Given data
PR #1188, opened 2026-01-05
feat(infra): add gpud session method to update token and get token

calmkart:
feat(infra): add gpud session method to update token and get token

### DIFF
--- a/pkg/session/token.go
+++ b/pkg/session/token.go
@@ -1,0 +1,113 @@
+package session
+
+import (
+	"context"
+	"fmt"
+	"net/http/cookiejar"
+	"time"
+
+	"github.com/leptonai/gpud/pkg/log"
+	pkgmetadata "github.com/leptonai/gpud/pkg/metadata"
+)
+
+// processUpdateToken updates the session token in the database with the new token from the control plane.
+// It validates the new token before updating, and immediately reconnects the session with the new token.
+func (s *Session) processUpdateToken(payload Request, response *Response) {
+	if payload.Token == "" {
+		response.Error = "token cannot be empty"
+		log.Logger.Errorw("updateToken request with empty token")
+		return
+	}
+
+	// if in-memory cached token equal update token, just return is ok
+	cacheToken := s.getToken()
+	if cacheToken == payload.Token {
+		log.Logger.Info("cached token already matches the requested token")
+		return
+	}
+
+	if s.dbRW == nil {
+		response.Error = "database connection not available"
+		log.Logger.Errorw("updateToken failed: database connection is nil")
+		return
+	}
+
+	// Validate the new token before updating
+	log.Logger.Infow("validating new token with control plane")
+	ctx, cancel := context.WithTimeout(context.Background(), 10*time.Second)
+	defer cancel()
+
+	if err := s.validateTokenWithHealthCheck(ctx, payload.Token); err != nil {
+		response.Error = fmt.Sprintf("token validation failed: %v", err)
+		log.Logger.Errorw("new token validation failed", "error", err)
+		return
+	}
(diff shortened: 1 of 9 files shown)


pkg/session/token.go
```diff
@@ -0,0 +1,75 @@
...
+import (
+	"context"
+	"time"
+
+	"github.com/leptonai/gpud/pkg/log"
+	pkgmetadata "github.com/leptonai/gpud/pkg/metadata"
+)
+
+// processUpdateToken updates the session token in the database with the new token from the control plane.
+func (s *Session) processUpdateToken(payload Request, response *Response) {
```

What to produce
A copy of each line in the data above that holds the string "cancel" is needed.

Problem solution
+	ctx, cancel := context.WithTimeout(context.Background(), 10*time.Second)
+	defer cancel()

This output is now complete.